Pengawet yang Membuat Manusia Cepat Diawetkan

Pengawet yang Membuat Manusia Cepat Diawetkan

BAHAYA PARABEN

Nama: Nipagin atau Methyl Paraben atau Methyl hydroxybenzoate atau CH3(C6H4(OH)COO)

Nipagin (Methyl parahydroxybenzoate) adalah bahan pengawet makanan yang dipakai di berbagai jenis makanan. Penggunaannya diatur dalam Codex Alimentarius Commission. Nipagin memiliki nama lain, yakni methylparaben dengan rumus kimia  CH3(C6H4(OH)COO). Jenis paraben lain yang juga banyak digunakan adalah propylparaben dan butylparaben.

Menurut FDA, untuk suatu produk biasanya paraben yang digunakan berjumlah lebih dari satu jenis. Pengawet ini biasanya digabung dengan pengawet lain untuk memberikan perlindungan terhadap berbagai jenis mikroorganisme.

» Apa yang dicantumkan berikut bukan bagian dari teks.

PR #1295, opened 2019-03-07
Petition auth signature

mendelB:
### What does this PR do?

This PR adds the authenticated state to the `PetitionSubmissionAction`, displaying the user's signature (first name). https://github.com/DoSomething/phoenix-next/commit/bb58ec95f6f92574d1b37005f6144b4ebb11e935

Also snuck in https://github.com/DoSomething/phoenix-next/commit/4ccd4cd3636b72a2da67e6f4f6326d3c45cd9db1 to disable the `textarea` field on successful submissions as part of the lite post-submission state.

https://github.com/DoSomething/phoenix-next/commit/39081c37c7be51b370cf4f75009817d0970c5187 was interesting. I was seeing that for Lazy Auth'd posts (regular text or petition), once the user autheticates and is redirected, the `pending` state of the submission which is initiated by the queued post action would be overriden with the call to [`initPostSubmissionItem`](https://github.com/DoSomething/phoenix-next/blob/e42812dd73aabfa1a27d20dc3c0a20c343afae48/resources/assets/components/actions/PetitionSubmissioncAction/PetitionSubmissionAction.js#L23) in the component's constructors.
This isn't a very big deal at all, but it did mean that the button wouldn't be in a loading state, which for a slower connection could lead the viewer to attempt to resubmit the post etc.
I added the [conditional](https://github.com/DoSomething/phoenix-next/compare/petition-auth-signature?expand=1#diff-f9ba48856d8e39c6eba8fd1a4ce29d77R26) to ensure  this doesn't happen, but:
❓I actually figure that we can get rid of this call completely, since initiating the post in the store can just happen when the post request is made and the ['pending' reducer functionality](https://github.com/DoSomething/phoenix-next/blob/e42812dd73aabfa1a27d20dc3c0a20c343afae48/resources/assets/reducers/postSubmissions.js#L56-L65) is triggered, and we don't need the post to be in the store until then?

image

image

### Checklist

### DIFF
--- a/resources/assets/components/actions/PetitionSubmissioncAction/PetitionSubmissionAction.js
+++ b/resources/assets/components/actions/PetitionSubmissioncAction/PetitionSubmissionAction.js
@@ -89,8 +89,8 @@ class PetitionSubmissionAction extends React.Component {
 
     const formErrors = getFieldErrors(formResponse);
 
-    const FIRST_NAME_QUERY = gql`
-      query AccountQuery($userId: String!) {
+    const SIGNATURE_QUERY = gql`
+      query SignatureQuery($userId: String!) {
         user(id: $userId) {
           firstName
         }
@@ -126,7 +126,7 @@ class PetitionSubmissionAction extends React.Component {
 
               {userId ? (
                 <Query
-                  query={FIRST_NAME_QUERY}
+                  query={SIGNATURE_QUERY}
                   queryName="user"
                   variables={{ userId }}
                 >
--- a/resources/assets/components/actions/PetitionSubmissioncAction/PetitionSubmissionAction.js
+++ b/resources/assets/components/actions/PetitionSubmissioncAction/PetitionSubmissionAction.js
@@ -116,6 +116,7 @@ class PetitionSubmissionAction extends React.Component {
                   placeholder={textFieldPlaceholder}
                   value={this.state.textValue}
                   onChange={this.handleChange}
+                  disabled={this.state.showAffirmation}
                 />
                 <p className="footnote">500 character limit</p>
               </div>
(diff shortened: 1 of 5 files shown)


DFurnes:
> ❓I actually figure that we can get rid of this call completely, since initiating the post in the store can just happen when the post request is made and the ['pending' reducer functionality](https://github.com/DoSomething/phoenix-next/blob/e42812dd73aabfa1a27d20dc3c0a20c343afae48/resources/assets/reducers/postSubmissions.js#L56-L65) is triggered, and we don't need the post to be in the store until then?

Yeah, I think that's the way to do it.

resources/assets/components/actions/PetitionSubmissioncAction/PetitionSubmissionAction.js
```diff
@@ -83,6 +89,14 @@ class PetitionSubmissionAction extends React.Component {
 
     const formErrors = getFieldErrors(formResponse);
 
+    const FIRST_NAME_QUERY = gql`
+      query AccountQuery($userId: String!) {
```
DFurnes: Let's rename this! Maybe `SignatureQuery`?

mendelB: Ugh yikes, yes that's quite better!

mendelB:
> > ❓I actually figure that we can get rid of this call completely, since initiating the post in the store can just happen when the post request is made and the ['pending' reducer functionality](https://github.com/DoSomething/phoenix-next/blob/e42812dd73aabfa1a27d20dc3c0a20c343afae48/resources/assets/reducers/postSubmissions.js#L56-L65) is triggered, and we don't need the post to be in the store until then?
> 
> Yeah, I think that's the way to do it.

Ok, I can tackle removing these in a follow-up PR!

PR #1296, opened 2019-03-08
Remove Call to the initPostSubmission Action

mendelB:
### What does this PR do?

This PR removes the call to the `initPostSubmission` action in our various post submission action components.

This is a quick follow up to #1295 where we [deemed it unnecessary](https://github.com/DoSomething/phoenix-next/pull/1295#issuecomment-470667594) to be making this call for now.

### DIFF
--- a/resources/assets/components/actions/PetitionSubmissioncAction/PetitionSubmissionAction.js
+++ b/resources/assets/components/actions/PetitionSubmissioncAction/PetitionSubmissionAction.js
@@ -21,11 +21,6 @@ class PetitionSubmissionAction extends React.Component {
       showAffirmation: false,
       textValue: '',
     };
-
-    // Initialize post submission item in store if it doesn't yet exist.
-    if (!props.submissions.items[props.id]) {
-      this.props.initPostSubmissionItem(this.props.id);
-    }
   }
 
   static getDerivedStateFromProps(nextProps) {
@@ -157,7 +152,7 @@ class PetitionSubmissionAction extends React.Component {
               <Button
                 type="submit"
                 attached
-                loading={submissionItem ? submissionItem.isPending : true}
+                loading={submissionItem && submissionItem.isPending}
                 disabled={this.state.showAffirmation}
               >
                 {buttonText}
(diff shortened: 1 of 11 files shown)


weerd:
> This PR removes the call to the initPostSubmission action in our various post submission action components.

When was this deemed unnecessary?

mendelB:
> > This PR removes the call to the initPostSubmission action in our various post submission action components.
> 
> When was this deemed unnecessary?

Dang, sorry, I thought there was consensus. 
In the linked PR description #1295 
> 39081c3 was interesting. I was seeing that for Lazy Auth'd posts (regular text or petition), once the user autheticates and is redirected, the pending state of the submission which is initiated by the queued post action would be overriden with the call to initPostSubmissionItem in the component's constructors.
This isn't a very big deal at all, but it did mean that the button wouldn't be in a loading state, which for a slower connection could lead the viewer to attempt to resubmit the post etc.
I added the conditional to ensure this doesn't happen, but:
❓I actually figure that we can get rid of this call completely, since initiating the post in the store can just happen when the post request is made and the 'pending' reducer functionality is triggered, and we don't need the post to be in the store until then?

Followed By Dave's comment https://github.com/DoSomething/phoenix-next/pull/1295#issuecomment-470667594
I figured it would be a quick easy clean up to remove that logic.

weerd:
Reading through the decision you and Dave made regarding this.

Off the cuff, I'm just a little concerned because I remember having to thoroughly test this because it helped solve a very nuanced bug I was experiencing. I don't recall it completely, but it may have been due to multiple types of posts made on a single campaign or something.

Mekanisme penyerapan tubuh

Methil paraben mudah diserap oleh saluran usus atau oleh kulit, misalnya pada penggunaan produk perawatan tubuh seperti lotion dan deodoran. Hati-hati pada penggunaan jangka panjang produk ini, sebuah studi pada Mei 2008 yang dipublikasikan dalam Journal of Applied Toxicology dilaporkan bahwa ester paraben tidak selalu dipecah dan dikeluarkan oleh tubuh. Bertindak seperti estrogen lingkungan, mereka menumpuk di organ reproduksi tubuh dan menyebabkan masalah kesehatan kronis seperti kanker payudara dan infertilitas pria.

Kanker payudara

Hubungan antara paraben dan kanker payudara adalah satu hal yang masih kontroversial. Sebuah studi tahun 2004 yang diterbitkan dalam Journal of Applied Toxicology melaporkan bahwa biopsi jaringan kanker payudara mengungkapkan jumlah jejak paraben. Meskipun penelitian yang lebih besar diperlukan untuk menetapkan peran kimia dalam menyebabkan kanker payudara. Disarankan bagi mereka dengan kerentanan genetik untuk kanker estrogen-dependent untuk menjauh dari metil dan parabens lainnya.

Ketidaksuburan pada pria

Parabens menyerupai hormon estrogen dalam tubuh wanita. Menurut studi yang Januari 2009 diterbitkan dalam Journal of Reproduksi Toksikologi, parabens mungkin memiliki peran dalam infertilitas pria. Laporan penelitian bahwa sifat estrogenik ringan dari bahan yang dapat mengubah kesehatan sel-sel di testis, dan pada gilirannya bertanggung jawab untuk jumlah sperma lebih rendah dan potensi reproduksi berkurang.

Alergi

Sebagian kecil orang dari masyarakat umum yang sensitif terhadap metil dan parabens lainnya. Bahan dapat menyebabkan dermatitis dan iritasi kulit pada orang dengan alergi paraben. Sementara mereka adalah non-iritasi bagi kebanyakan orang, individu rentan terhadap alergi kulit, eksim dan rosacea dapat mengambil manfaat dari menggunakan produk paraben-free. Dalam penilaian terhadap keselamatan paraben, Cosmetic Ingredient Review panel pakar menyimpulkan bahwa pasien dengan kepekaan terhadap bahan bisa mentolerir penerapan produk yang mengandung paraben pada kulit normal, tetapi tidak ketika diterapkan pada kulit rusak atau peka.